Er bekam einen Eintrag im Guinnessbu­ch der Rekorde – für das „längstanda­uernde Überleben ohne die Versorgung mit Nahrung oder Flüssigkei­ten“. Doch das ist nur ein schwacher Trost. Genau wie die Entschädig­ung, die ihm vor genau 40 Jahren zugesproch­en wurde: umgerechne­t 18 000 Euro. „Wir sind halt leider nicht Amerika“, sagt Mihavecz und lacht verbittert. In den USA hätte ihm wohl ein Millionenb­etrag zugestande­n.

Doch wie kam es überhaupt zu dem polizeilic­hen Versagen, das beinahe ein Menschenle­ben ausgelösch­t hätte? Die Ereignisse am 1. April 1979 begannen vergleichs­weise harmlos.
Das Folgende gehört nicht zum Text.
PR #358, opened 2026-06-08
Implement Initial Prompt w/ Intro

PauloMFJ:
## Overview

Adds the home-screen entry point for the Atlas: a prompt bar and an initial-mount welcome overlay above it.

- Prompt (scopes/page_home/prompt.tsx) — auto-growing textarea (field-sizing, capped at 4 rows) with a visually-hidden label for a11y, Enter-to-submit (Shift+Enter for newline), and a send Button.
- Intro overlay (scopes/page_home/intro.tsx) — dismissible first-run card laid out with CSS grid (close button in its own column), an intro blurb, clickable example prompts, and a "progress isn't saved" notice. Picking an example adds the query to the prompt - it can then be manually submitted.
- page_home promoted to a folder and now composes the prompt + intro, owning the query/intro state.
- Supporting: new arrow_up / close / info icons; _reset.scss now neutralizes textarea; new typography mixins (type-display, type-body-large, type-input); --shadow-elevated + button-size CSS vars in _root.scss; added card-base-subtle token.

## Screenshots

image


dataweaver/apps/web/src/components/primitives/screen_reader.tsx
```diff
@@ -1,18 +1,23 @@
...
   'className'
 >;
 
-export const ScreenReaderOnly = ({
+export const ScreenReaderOnly = <TElement extends ElementType = 'span'>({
+  element,
   children,
   ...rest
-}: ScreenReaderOnlyProps) => {
+}: ScreenReaderOnlyProps<TElement>) => {
```
nick-nlb, line 15: This extends `ComponentPropsWithRef` but doesn't take the ref and pass it through to the Container (not a breaking change now but could be if a consumer passes in a ref that is then dropped).

dataweaver/apps/web/src/components/primitives/icons/arrow_up.tsx
```diff
@@ -0,0 +1,18 @@
...
+  return (
+    <svg
+      {...props}
+      viewBox="0 0 24 24"
+      fill="none"
+      xmlns="http://www.w3.org/2000/svg"
+      aria-hidden="true"
+    >
+      <path
+        fill="currentcolor"
```
nick-nlb: currentcolor -> currentColor

(This won't cause any functional issues since it is functionally case insensitive but in React camelCase)

dataweaver/apps/web/src/components/scopes/page_home/intro.tsx
```diff
@@ -0,0 +1,78 @@
...
+            'base-hover': 'var(--color-card-base-subtle)',
+            content: 'var(--color-card-content)',
+            'content-hover': 'var(--color-card-content)',
+          }}
+          onClick={onClose}
+        />
+
+        <div className={s['content-container']}>
+          <h2 className={s.title}>
+            Lets discover what you can do with Data Commons
```
nick-nlb: nit: Lets -> Let's

An aside, but we should put i18n on the cards for a future discussion.

dataweaver/apps/web/src/styles/includes/_typography.module.scss
```diff
@@ -1,29 +1,78 @@
+@use "sass:list";
+
+@mixin -font-weight-sans($font-weight, $supportedFontWeights) {
+  @if not list.index($supportedFontWeights, $font-weight) {
+    @error "Invalid font name used '#{$font-weight}'. Please use one of the supported weights - '#{$supportedFontWeights}'.";
+  }
+
+  // Note: If adding any new font weights in here, make sure to also add
+  // respective weights to the 'FONT_URL' in 'layout.txt' file
```
nick-nlb: Very minor nit: layout.tsx

dataweaver/apps/web/src/components/scopes/page_home/intro.tsx
```diff
@@ -0,0 +1,78 @@
...
+      transition={{ duration: 0.1, ease: EASE_LINEAR }}
+    >
+      <div className={s['inner-container']}>
+        <Button
+          className={s['button-close']}
+          icon={IconClose}
+          size="medium"
+          aria-label="Close"
+          colorScheme={{
+            base: 'transparent',
```
nick-nlb, line 36: Since the color values are rgb(a), this would turn into rgb('transparent'). `0 0 0 / 0%` or similar instead?

dataweaver/apps/web/src/components/scopes/page_home/page_home.tsx
```diff
@@ -1,13 +1,32 @@
...
   useEffect(() => {
+    return () => {
+      // Clear any in-flight timeouts if the page unmounts mid-response
+      for (const timeout of timeoutsRef.current) clearTimeout(timeout);
+    };
+  }, []);
+
+  // TODO: This is entirely using mock data for now
+  const runMockQuery = () => {
+    for (const timeout of timeoutsRef.current) clearTimeout(timeout);
```
nick-nlb, line 27: This is a mock, and not an issue but:

If you submit a new query while a current query is pending (i.e, a mock is waiting for the current timer) the timer is cleared and the loading cards get stuck in limbo. 

We should start to think about what the functionality should be here when this starts submitting real requests (should we not be able to submit a new request until the current one resolves, should subsequent requests abort current ones, etc).

nick-nlb (approved):
Thanks Paulo. It's looking great.

Some comments (mostly nits), to address before submission but otherwise approved.

nick-nlb:
A follow-up comment:

The expanding text field works well. For you and Adriana to consider: the dotted line around it when it is in focus (particularly in the context of the canvas), gives me the instictual feeling that I can drag it around. Maybe because it looks like the Photoshop text boxes.  

I do like that there is an indication of you being in the text box, but we could brainstorm options here.

nick-nlb:
A screenshot for context:

image

dataweaver/apps/web/src/components/primitives/screen_reader.tsx
PauloMFJ: It does right? If consumer uses `ref` then it'll work as expected. In past with `forwardRef` this wouldn't have been the case but `rest` here will expose `ref` unless I'm missing something?

dataweaver/apps/web/src/components/scopes/page_home/intro.tsx
PauloMFJ: Good spot - I suppose it just breaks which is why it works as intended right now. Will fix

dataweaver/apps/web/src/components/scopes/page_home/page_home.tsx
PauloMFJ: Agreed. TBF for now only added this to avoid spamming timeouts - but in the near future once we have real data we'll defo have to cross that line of how cards resolve in parallel.

dataweaver/apps/web/src/styles/includes/_typography.module.scss
PauloMFJ: Eagle eye!

PauloMFJ:
> A follow-up comment:
> 
> The expanding text field works well. For you and Adriana to consider: the dotted line around it when it is in focus (particularly in the context of the canvas), gives me the instictual feeling that I can drag it around. Maybe because it looks like the Photoshop text boxes.
> 
> I do like that there is an indication of you being in the text box, but we could brainstorm options here.

Good point. Will raise with Matt too to see if he has any design ideas for a better focus state across the app.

Der damalige Spenglerle­hrling Mihavecz saß im Auto eines Kumpels, der leicht alkoholisi­ert in eine Baugrube gefahren war. Polizisten brachten die beiden zur Vernehmung zum Gendarmeri­e-Postenkomm­ando nach Höchst. Dort passierten gleich zwei unfassbare Irrtümer.

Irrtum 1: Die Polizei wollte die beiden separat voneinande­r befragen. Deswegen sollte der Autofahrer zunächst in eine Zelle gesperrt werden. Doch statt des Unfallveru­rsachers führten die Polizisten den völlig nüchternen Beifahrer Andreas Mihavecz in den Gemeindear­rest, der sich damals im Keller eines Amtshauses gegenüber der Gendamerie Höchst befand.
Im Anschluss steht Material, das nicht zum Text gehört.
PR #362, opened 2026-06-10
Implement Initial Export Panel

PauloMFJ:
## Overview

Adds a floating Export panel to the Atlas canvas, triggered from the existing Export control.

### What changed
- Export panel — new dropdown (`export_panel.tsx`) rendered in the `InFrontOfTheCanvas` slot: header, a status card, and an "Export options" grid (API Request Code, CSV, AI Narrative, AI Infographic, SVG, PNG). Opens with a prefers-motion-gated fade/scale and stops pointer/wheel events so canvas gestures don't fire underneath.
- Selection-aware empty states — derives its state live from the canvas: no cards ("Create a prompt to begin"), cards but none selected ("No cards selected" + a Select All shortcut), or ready ("N cards selected").
- Export context — `ExportProvider` / `useExport` (open/close/toggle) colocated in one file, wrapping the canvas and page so the panel can be opened from anywhere; the Export button in `controls.tsx` now toggles it with aria-haspopup/aria-expanded.
- New icon primitives — close, select, shapes.

## Screenshots

image


dataweaver/apps/web/src/components/primitives/icons/close.tsx
```diff
@@ -0,0 +1,18 @@
...
+  return (
+    <svg
+      {...props}
+      viewBox="0 0 24 24"
+      fill="none"
+      xmlns="http://www.w3.org/2000/svg"
+      aria-hidden="true"
+    >
+      <path
+        fill="currentcolor"
```
nick-nlb: Nit: Same comment as the other branch: currentcolor -> currentColor

dataweaver/apps/web/src/components/scopes/atlas/components/in_front_of_canvas/export/export_panel.module.scss
```diff
@@ -0,0 +1,132 @@
+.container {
+  position: absolute;
+  top: 80px;
+  right: 14px;
+  display: flex;
+  flex-direction: column;
+  width: 360px;
+  padding: 20px;
```
nick-nlb, line 14: It might not be a trivial change now, but we should put into the task list the conversion of these hardcoded values to theme level spacing constants.

dataweaver/apps/web/src/configs/environment_client.ts
```diff
@@ -1 +1,5 @@
 export const IS_BROWSER = typeof window !== 'undefined';
+
+export const IS_IOS =
```
nick-nlb: Small nit: the constant checks for Mac in addition to the i * family. Maybe IS_MAC or IS_APPLE?

dataweaver/apps/web/src/styles/includes/_typography.module.scss
```diff
@@ -1,17 +1,49 @@
-@mixin type-title {
+@use "sass:list";
+
+@mixin -font-weight-sans($font-weight, $supportedFontWeights) {
+  @if not list.index($supportedFontWeights, $font-weight) {
+    @error "Invalid font name used '#{$font-weight}'. Please use one of the supported weights - '#{$supportedFontWeights}'.";
```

Irrtum 2: Die Polizei setzte nicht nur den falschen Mann fest, sondern sie vergaß ihn – in einem zwölf Quadratmet­er großen, fensterlos­en Raum, in dem sich nichts weiter als eine Pritsche und ein Abfallkübe­l befanden. Damit nicht genug: Die Beamten vergaßen auch noch, den außerhalb angebracht­en Lichtschal­ter zu betätigen. „Die werden schon gleich wieder kommen“, dachte Mihavecz. Doch schon bald wurde ihm klar, dass er seinem Schicksal völlig ausgeliefe­rt war. Sein Klopfen, seine Schreie – niemand hörte ihn, niemand dachte mehr an ihn.
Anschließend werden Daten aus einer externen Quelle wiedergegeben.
PR #364, opened 2026-06-15
Reduce Intro Sizings

PauloMFJ:
Before:
image

Intermediate (out of date):
image

After:
304-pre-post

### DIFF
--- a/dataweaver/apps/web/src/styles/includes/_typography.module.scss
+++ b/dataweaver/apps/web/src/styles/includes/_typography.module.scss
@@ -40,7 +40,7 @@ $-supported-title-font-weights: 500, 700;
 
   font-family: "Google Sans", sans-serif;
   font-size: 16px;
-  line-height: 1.2;
+  line-height: 1.4;
 }
 
 $-supported-body-font-weights: 400, 500;
@@ -53,7 +53,7 @@ $-supported-body-font-weights: 400, 500;
 
   font-family: "Google Sans", sans-serif;
   font-size: 18px;
-  line-height: 1.2;
+  line-height: 1.4;
 }
 
 @mixin type-body-small($font-weight: 400) {
@@ -64,14 +64,14 @@ $-supported-body-font-weights: 400, 500;
 
   font-family: "Google Sans", sans-serif;
   font-size: 14px;
-  line-height: 1.2;
+  line-height: 1.4;
 }
 
 @mixin type-label-large($has-text-box-trim: true) {
   font-family: "Google Sans", sans-serif;
   font-size: 20px;
   font-weight: 500;
-  line-height: 1.2;
+  line-height: 1.4;
 
   @if $has-text-box-trim {
     text-box: trim-both cap alphabetic;
@@ -82,7 +82,7 @@ $-supported-body-font-weights: 400, 500;
   font-family: "Google Sans", sans-serif;
   font-size: 16px;
   font-weight: 500;
-  line-height: 1.2;
+  line-height: 1.4;
 
   @if $has-text-box-trim {
     text-box: trim-both cap alphabetic;
@@ -93,7 +93,7 @@ $-supported-body-font-weights: 400, 500;
   font-family: "Google Sans", sans-serif;
   font-size: 12px;
   font-weight: 500;
-  line-height: 1.2;
+  line-height: 1.4;
 
   @if $has-text-box-trim {
     text-box: trim-both cap alphabetic;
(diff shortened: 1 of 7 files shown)


dataweaver/apps/web/src/styles/includes/_typography.module.scss
```diff
@@ -64,14 +64,25 @@ $-supported-body-font-weights: 400, 500;
...
-  line-height: 1.5;
+  line-height: 1.2;
 }
 
 @mixin type-label-large($has-text-box-trim: true) {
   font-family: "Google Sans", sans-serif;
   font-size: 20px;
   font-weight: 500;
-  line-height: 1.4;
+  line-height: 1.2;
```
nick-nlb: This change has an effect on the prompt input (because of the line `max-height: calc(var(--max-rows) * 1lh);`). With the lowering of the line-height, on my browser (but not in the screenshot), there is now a scroll bar. 

If you can't see t on your side and you are using a Mac and a touch scrolling device, it might be suppressing scrollbars (System Settings -> Appearance -> Show scroll bars, set to "Always" temporarily to see the issue).

nick-nlb: I had actually started to review this before your latest batch of changes, and so the above comment is now out-of-date (in that the scroll doesn't appear). I'll still keep it for your interest, as (if I am correct that you are using a touch scrolling device) then it's an interesting problem that has affected me before, where you don't see what other people see because of how the Mac is choosing to render or not render scrollbars.

nick-nlb:
The after screenshot looks like an intermediary screenshot before the final round of changes. Could we update so @miss-o-soup can see the final version?

dataweaver/apps/web/src/styles/includes/_typography.module.scss
```diff
@@ -52,8 +52,8 @@ $-supported-body-font-weights: 400, 500;
   );
 
   font-family: "Google Sans", sans-serif;
-  font-size: 20px;
-  line-height: 1.5;
+  font-size: 18px;
```
nick-nlb, line 55: It's not part of the scope of this PR, but can we add to the list an item to "de-pixel" the font sizes (converting them to rem/ems) to support user-customized base sizes for accessibility. For our own DX, if we still want to think of them as pixels, we could add conversion functions in the scss that converts from a pixel value as we see it to a rem, based on a default of 16px.

nick-nlb (approved):
This looks good (pending the comment to update the screenshots for  @miss-o-soup, as well as adding the pixel to rem task into the to-do list).

nick-nlb:
> The after screenshot looks like an intermediary screenshot before the final round of changes. Could we update so @miss-o-soup can see the final version?

@miss-o-soup  I've updated the screenshot with a before and after GIF (because its easier to see the difference between the two). The bigger version is the original version, and the smaller version is what it looks like after this PR.

nick-nlb:
> > The after screenshot looks like an intermediary screenshot before the final round of changes. Could we update so @miss-o-soup can see the final version?
> 
> @miss-o-soup I've updated the screenshot with a before and after GIF (because its easier to see the difference between the two). The bigger version is the original version, and the smaller version is what it looks like after this PR.

@PauloMFJ  One thing you can see from the animation between the two is that the closing "X" no longer lines up with the header. It's not a given that they should, and this may be intentional and line-up with design specs, but flagging in case.

miss-o-soup:
Thank you for adding the screenshots and the updates here.
I see how the intro screen got updated and I love the detail on the line height in the "After" screen.
Thank you! - looks good for me! :-)

dataweaver/apps/web/src/styles/includes/_typography.module.scss
PauloMFJ: Good point! Will keep an eye out / test with scrollbars enabled when I do further work on the prompt :)

dataweaver/apps/web/src/styles/includes/_typography.module.scss
PauloMFJ: Cool - added it to my list :)

PauloMFJ:
> > > The after screenshot looks like an intermediary screenshot before the final round of changes. Could we update so @miss-o-soup can see the final version?
> > 
> > 
> > @miss-o-soup I've updated the screenshot with a before and after GIF (because its easier to see the difference between the two). The bigger version is the original version, and the smaller version is what it looks like after this PR.
> 
> @PauloMFJ One thing you can see from the animation between the two is that the closing "X" no longer lines up with the header. It's not a given that they should, and this may be intentional and line-up with design specs, but flagging in case.

Good spot! And correct - noticed it was actually un-aligned in the designs so updated to match; now the 'X' is equally distanced on top / right edge. The content then positioned with enough space to give it room to brief above the title.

Außer natürlich seiner Familie. Seine Mutter gab eine Vermissten­anzeige auf. Doch die wurde ignoriert. Dass Mihavecz derweil ausgerechn­et im Arrest Todesängst­e ausstand, auf diesen Gedanken kam wohl keiner. Später vor Gericht beschuldig­ten sich die drei beteiligte­n Gendarme gegenseiti­g. Wegen grober Fahrlässig­keit im Amt wurden sie zu Geldstrafe­n verurteilt. Bis heute, so schildert es Mihavecz, habe sich keiner von ihnen bei ihm entschuldi­gt.